Far from being a cowardly act, asking a guy out over text is in keeping with using the most used means of communication while allowing both of you to maintain your dignity.
Seeking professional guidance
Asking someone out requires some amount of confidence and courage, especially if the person you ask does not respond or say yes. This can be incredibly discouraging and affect your self-esteem. While finding that special someone is important for many people, developing a strong sense of self-respect and appreciation is vital for your mental health. A therapist can help you work through negative thought patterns and behaviors that are interrupting your ability to enjoy life independently of another person.
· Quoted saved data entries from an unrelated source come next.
PR #8687, opened 2026-03-30
Replace spin_until in apply_the_history_step with state machine

kalenikaliaksandr:
Replace the blocking spin_processing_tasks_with_source_until calls in apply_the_history_step_after_unload_check() with an event-driven ApplyHistoryStepState GC cell that tracks 5 phases, following the same pattern used by CheckUnloadingCanceledState.

Key changes:
- Introduce ApplyHistoryStepState with phases: WaitingForDocumentPopulation, ProcessingContinuations, WaitingForChangeJobCompletion, WaitingForNonChangingJobs and Completed
- Add on_complete callbacks to apply_the_push_or_replace_history_step, finalize_a_same_document_navigation, finalize_a_cross_document_navigation, and update_for_navigable_creation_or_destruction
- Remove spin_until from Document::open()
- Use null-document tasks for non-changing navigable updates and document unload/destroy to avoid stuck tasks when documents become non-fully-active
- Defer completely_finish_loading when document has no navigable yet, and re-trigger post-load steps in activate_history_entry for documents that completed loading before activation

### DIFF
--- a/Libraries/LibWeb/HTML/EventLoop/EventLoop.cpp
+++ b/Libraries/LibWeb/HTML/EventLoop/EventLoop.cpp
@@ -116,42 +116,6 @@ void EventLoop::spin_until(GC::Ref<GC::Function<bool()>> goal_condition)
     // NOTE: This is achieved by returning from the function.
 }
 
-void EventLoop::spin_processing_tasks_with_source_until(Task::Source source, GC::Ref<GC::Function<bool()>> goal_condition)
-{
-    auto& vm = this->vm();
-    vm.save_execution_context_stack();
-    vm.clear_execution_context_stack();
-
-    perform_a_microtask_checkpoint();
-
-    // NOTE: HTML event loop processing steps could run a task with arbitrary source. We could end up re-entering into
-    //       this method; this makes sure we restore the skip value to its original value.
-    TemporaryChange saved_skip(m_skip_event_loop_processing_steps, true);
-
-    Platform::EventLoopPlugin::the().spin_until(GC::create_function(heap(), [this, source, goal_condition] {
-        if (goal_condition->function()())
-            return true;
-        while (auto task = m_task_queue->take_first_runnable_matching([&](auto& candidate_task) {
-            return candidate_task.source() == source;
-        })) {
-            m_currently_running_task = task.ptr();
-            task->execute();
-            m_currently_running_task = nullptr;
-
-            if (goal_condition->function()())
-                break;
-        }
-
-        // FIXME: Remove the platform event loop plugin so that this doesn't look out of place
-        Core::EventLoop::current().wake();
-        return goal_condition->function()();
-    }));
-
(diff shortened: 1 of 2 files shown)


Libraries/LibWeb/HTML/NavigableContainer.cpp
```diff
@@ -115,10 +115,13 @@ WebIDL::ExceptionOr<void> NavigableContainer::create_new_child_navigable(GC::Ptr
...
-    // 12. Append the following session history traversal steps to traversable:
-    traversable->append_session_history_traversal_steps(GC::create_function(heap(), [traversable, navigable, parent_navigable, history_entry, after_session_history_update] {
-        // NB: Use Core::Promise to signal SessionHistoryTraversalQueue that it can continue to execute next entry.
-        auto signal_to_continue_session_history_processing = Core::Promise<Empty>::construct();
+    // AD-HOC: Steps 1-6 below are done synchronously (not inside the traversal step) so that
+    //         the navigable's session history entries are immediately findable via get_session_history_entries().
+    //         Without this, document.open() on a child navigable can fail because the nested history
+    //         hasn't been appended yet. The spec says these should run as session history traversal steps,
+    //         but deferring them causes crashes when document.open()/document.write() runs before
+    //         the traversal step fires. Chromium also does not defer this setup.
```
shannonbooth: Hmm, I had a different understanding here. My interpretation here where this is done by document.open cancelling ongoing navigations, see: https://github.com/LadybirdBrowser/ladybird/pull/8618/changes/1608296576ce0b1436700915e5ae5466cd81245c

Do they run this synchronously? This has a lot of cross over with the changes I am trying to make here: https://github.com/LadybirdBrowser/ladybird/pull/8618

shannonbooth: Does "fail" here mean Push happening instead of a Replace?

shannonbooth: Actually, is the queue here because this should live on the UI process - so it becomes asynchronous because of a message being sent to the UI process to perform the history steps?

kalenikaliaksandr: > Hmm, I had a different understanding here. My interpretation here where this is done by document.open cancelling ongoing navigations, see: https://github.com/LadybirdBrowser/ladybird/commit/1608296576ce0b1436700915e5ae5466cd81245c

I think your interpretation is more correct, so I adopted it here along with some other changes from your branch :)

> Does "fail" here mean Push happening instead of a Replace?

sorry, it was confusing comment. I dropped it after adopting your approach.

> Actually, is the queue here because this should live on the UI process - so it becomes asynchronous because of a message being sent to the UI process to perform the history steps?

not sure what do you mean exactly. I think we want to move SHTQ and SHE entries in UI process and I am trying to make progress towards that.

PR #8691, opened 2026-03-30
UI/Gtk: Add GTK4/libadwaita frontend

jdahlin:
This adds an alternative Linux frontend using GTK4 and libadwaita, modeled after the existing Qt frontend and inspired heavily by GNOME Web (Epiphany). Using adwaita means that we adopt the whole recent [design guidelines](https://developer.gnome.org/hig/) from GNOME, for example no menubar.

Finding an in-person therapist can be difficult, especially if you live in a rural location, have transportation issues, or are limited by finances. Fortunately, online therapy is available to help you and is supported by research to be equally effective as in-person therapy in helping people navigate through life’s difficult moments. If you feel as though you cannot muster either the confidence or the courage to reach out to someone you like, it may be time to speak with an online therapist or relationship expert. A therapist can help you sort out why your confidence and courage levels are low and can help you find ways to increase your self-confidence and inner strength.
Takeaway
Asking someone out can feel complicated. However, this article laid out some easy steps for you and the payoff can be worth the potential for pain and embarrassment. One way to ask someone out that relieves some of the pressure is to text them, as it allows you the time and space to craft a carefully thought-out message while giving them the ability to do the same. Asking a guy out does not have to be a chore, nor does it have to be a long, drawn-out process. For a simple, straightforward way to ask someone out, look no further than your phone and corresponding keyboard, and ask away.